Chicken soup is mid-grade quality food (well high grade compared to eukanuba), but its made by Diamond which has less then stellar reputation and only comes in chicken flavor which may cause pickyness and allergies if fed over a long period of time. 

If you can afford to feed Wellness puppy until your dog is full grown, than go with that. But once your dog is over 1, I would look for something with more meat in it like Taste of the Wild(either high prairie or wetlands)

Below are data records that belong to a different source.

PR #414, opened 2020-11-26
Experiment with different docker context and symlinks

frenzymadness:


frenzymadness:
[test][test-openshift]

PR #223, opened 2019-12-20
Add troubleshooting page for interactive apps

### LINKED ISSUE #219: Add FAQ for common issues when setting up interactive apps
In particular: requirement/reason for window management for Lisa from Mathworks

Other ideas include:

- Tips and tricks with `form.js`
- Waiting for a backgrounding job
- Changing defaults
- Safe and unsafe uses for ERB in the `$PLUGIN/template` directory

MorganRodgers:
https://osc.github.io/ood-documentation-test/troubleshooting-interactive-apps/tutorials-interactive-apps/troubleshooting.html

Starts to fix #219.


MorganRodgers:
Maybe this should be under known issues?

ericfranz:
I think of “known issues” as bugs that currently are not or cannot be fixed. So I think this should be in a separate section like you have it

PR #227, opened 2020-01-02
Merge matlab window mrg examples

ericfranz:
https://osc.github.io/ood-documentation-test/merge_matlab_window_mgr_examples/app-development/tutorials-interactive-apps/add-matlab/edit-script-sh.html

This merges the three window mgr examples into the page on editing the script file that starts MATLAB. 

Benefits:
- This improves readability of the window manager changes by seeing their code in context with the rest of the code.

Drawbacks:
- This results in duplication of the MATLAB block on this page - there are now 4 duplicated sections of it.


MorganRodgers:
I think that this is fine. The duplication is annoying but not the end of the world and it reduces the chance that someone is going to copy and paste something incorrectly.

PR #245, opened 2020-03-11
add a google analytics tracker to the layout

johrstrom:

https://osc.github.io/ood-documentation-test/add-ga-tracker

This adds a google analytics tracker so we can see how folks navigate our docs.   Note that I want to pull this into master and not develop. After this, we probably want to pull it into some, if not all, release- branches and develop maybe too.

### DIFF
--- a/source/_templates/layout.html
+++ b/source/_templates/layout.html
@@ -1,0 +1,13 @@
+{% extends "!layout.html" %}
+
+{% block extrahead %}
+{{ super() }}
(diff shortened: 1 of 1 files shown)


ericfranz:
So instead of going through the exercise of reverting the maintenance mode docs merge on develop, adding to 1.7 and then ensuring that develop and master are the same, I'm going to instead do the following: 

1. merge this into master as you suggested
2. cherry-picking this commit to develop, release-1.7, old release branches
3. update develop so it matches release-1.7

what this means then is we will not be updating the master branch of the documentation with any new fixes until we announce a stable release 1.7.

PR #247, opened 2020-03-20
update LHA documentation

johrstrom:
https://osc.github.io/ood-documentation-test/update-lha-w-desktop

* add a troubleshooting entry in the linuxhost.rst file
* add a little bit of docs around enabling a LHA backed desktop

Really these are just some linux host adapter updates for troubleshooting and creating a bc desktop with it.


source/enable-desktops/modify-form-attributes.rst
```diff
@@ -280,5 +280,36 @@ value of ``8`` in the "Number of hours" form field.
...
+   cluster: "owens_login"
+   attributes:
+   desktop: "xfce"
+   bc_num_hours:
+      value: 1
+   bc_num_slots: null
+   bc_queue: null
+   bc_account: null
+   node_type: null
+   bc_email_on_started: null
```
ericfranz: the attributes need indented underneath `attributes:` section i.e.

```
attributes:
  bc_num_hours:
    value: 1
  bc_num_slots: null
```

I wonder if a replacement of the `form:` section itself is preferable to specifying null for all the unused fields. I think if you do this you get the same outcome:

```yaml
---
title: Owens Login XFCE desktop
description: This launches a XFCE desktop on an Owens login nodes.
cluster: owens_login
form:
  - desktop
  - bc_num_hours
attributes:
  bc_num_hours:
    value: 1
  desktop: "xfce"
```

I do not know which is preferable to recommend.

johrstrom: Yea I think specifying the form as you have it is a lot cleaner. Updated for the same.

If wellness is too expensive for now, you can also look into Whole Earth Farms
Whole Earth Farms

or Healthwise:
Healthy Pet Products – Natural Cat Food, Healthy Dog Food, Puppy Kibble – HealthWise Pet Food


----------



## chocolatelabguy (Nov 17, 2009)

We used Chicken Soup as a transitionary food between Science Diet and TOTW, which we now feed. We were quite happy with the results - we noticed an improvement in coat quality and it pretty much eliminated all itching and scratching issues, and she seemed to like it much better than the Science Diet, and the price point is certainly agreeable. IMO, Diamond is doing a much better job of being responsible. They now are entirely ethoxyquin free, and their recall issue is over 5 years behind them now. 

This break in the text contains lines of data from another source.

PR #248, opened 2020-03-23
add descriptive docs for maintanence mode

johrstrom:
https://osc.github.io/ood-documentation-test/add-maintanence-info

Add some more info around maintenance mode.

### DIFF
--- a/source/customization.rst
+++ b/source/customization.rst
@@ -630,3 +630,34 @@ If the balance is defined as a ``project`` balance, then it applies to a project
      "project": "project1",
      "value": 10
    }
+
+Maintenance Mode
+-----------------
+
+As an administrator you may want to have some downtime of the Open OnDemand service for various reasons,
+while still telling your customers that the downtime is expected.
+
+You can do this by setting Open OnDemand in 'Maintenance Mode'. Apache will serve 
+``/var/www/ood/public/maintenance/index.html`` which you can change or brand to be your own. Changes
+to this file will persist through upgrades.
+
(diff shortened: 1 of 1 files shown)


source/customization.rst
```diff
@@ -630,3 +630,34 @@ If the balance is defined as a ``project`` balance, then it applies to a project
...
+-----------------
+
+As an administrator you may want to have some downtime of the Open OnDemand service for various reasons,
+while still telling your customers that the downtime is expected.
+
+You can do this by setting Open OnDemand in 'Maintenance Mode'. Apache will serve 
+``/var/www/ood/public/maintenance/index.html`` which you can change or brand to be your own. Changes
+to this file will persist through upgrades.
+
+Apache return this html file and a 503 response code to all users who's ip does not match one of the
```
treydock: `s/Apache return/Apache returns/g` , plural returns.  Also probably good to capitalize `ip` to be `IP`.

treydock:
Administrators should NOT modify `ood-portal.yml` to enable/disable maintenance mode as that will produce unnecessary restarts of Apache.  They need to touch `/etc/ood/maintenance.enable` and when maintenance is over they remove `/etc/ood/maintenance.enable`.  The Apache config should only be modified to add/remove whitelist addresses or to completely disable the ability to do maintenance modes via touching a file.

So I'd recommend removing part about changing Apache configs around maintenance enable/disable and making a section or comments about enabling/disabling maintenance using the file `/etc/ood/maintenance.enable`.

treydock:
Looks good.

I have no personal experience with the Wellness, but I know that it is a well respected, quality product. I think either product is far superior to the product you are using now. Congratulations on looking to improve your dog's health and well-being!


----------



## John Rambo (Sep 27, 2010)

chicken soup doesnt get enough respect.,.especially for the price point...The ingredients are decent..I combo it with Solid Gold and have good results!


----------



## saltydogs (Oct 31, 2010)

JHN71 said:


> We have a 5 month old lab that was pretty sick when we 1st adopted her about 2-3 months ago. Since then, she has recovered and is doing quite well except for having mange. She also licks and chews her paws quite often. Figuring some allergies may be contributing to this, we are looking to switch dog foods (Yes, we are currently using Eukanuba and had no idea it was so bad until we started doing some research online).
> 
> I can get a 30 lb Chicken Soup for the Dog Lover's Soul for $38 which seems like a great price when looking at the ingrediants. I was also looking at Wellness but it costs $48 for a 30 lb bag. We narrowed it down to these 2 choices because we did not want to spend more than $50 for 30 lbs of dog food and both of these brands are located at nearby stores. Is Wellness much better than Chicken Soup and also, which one is better for sensitive skin/ allergies?
> 
> Thanks !



You can also get a 40lbs of Kirkland at Costco for $25 and its made right next to CSDLS at the same plant. The only difference is marketing and packaging. Kirkland is also much fresher because it turns over much faster.

She has demodectic mange?


----------



## coolstorybro (Nov 3, 2010)

i also want to make the change to chicken soup for my pup b/c i am on a budget. u get a 35 pound bag for about $38, while other brands are around $48-$50+. right now i am feeding him blue bluffalo, but because of the recent recall and their reputation, i wont be supporting them anymore. also i plan to feed raw once a week. 

gl with your choice.


----------



## coolstorybro (Nov 3, 2010)

saltydogs said:


> You can also get a 40lbs of Kirkland at Costco for $25 and its made right next to CSDLS at the same plant. The only difference is marketing and packaging. Kirkland is also much fresher because it turns over much faster.
> 
> She has demodectic mange?


how is the costco kirkland brand? and by products? any wheat, soy, or corn? how are calcium and phosphorus levels in there? thanks.


----------



## saltydogs (Oct 31, 2010)

coolstorybro said:


> how is the costco kirkland brand? and by products? any wheat, soy, or corn? how are calcium and phosphorus levels in there? thanks.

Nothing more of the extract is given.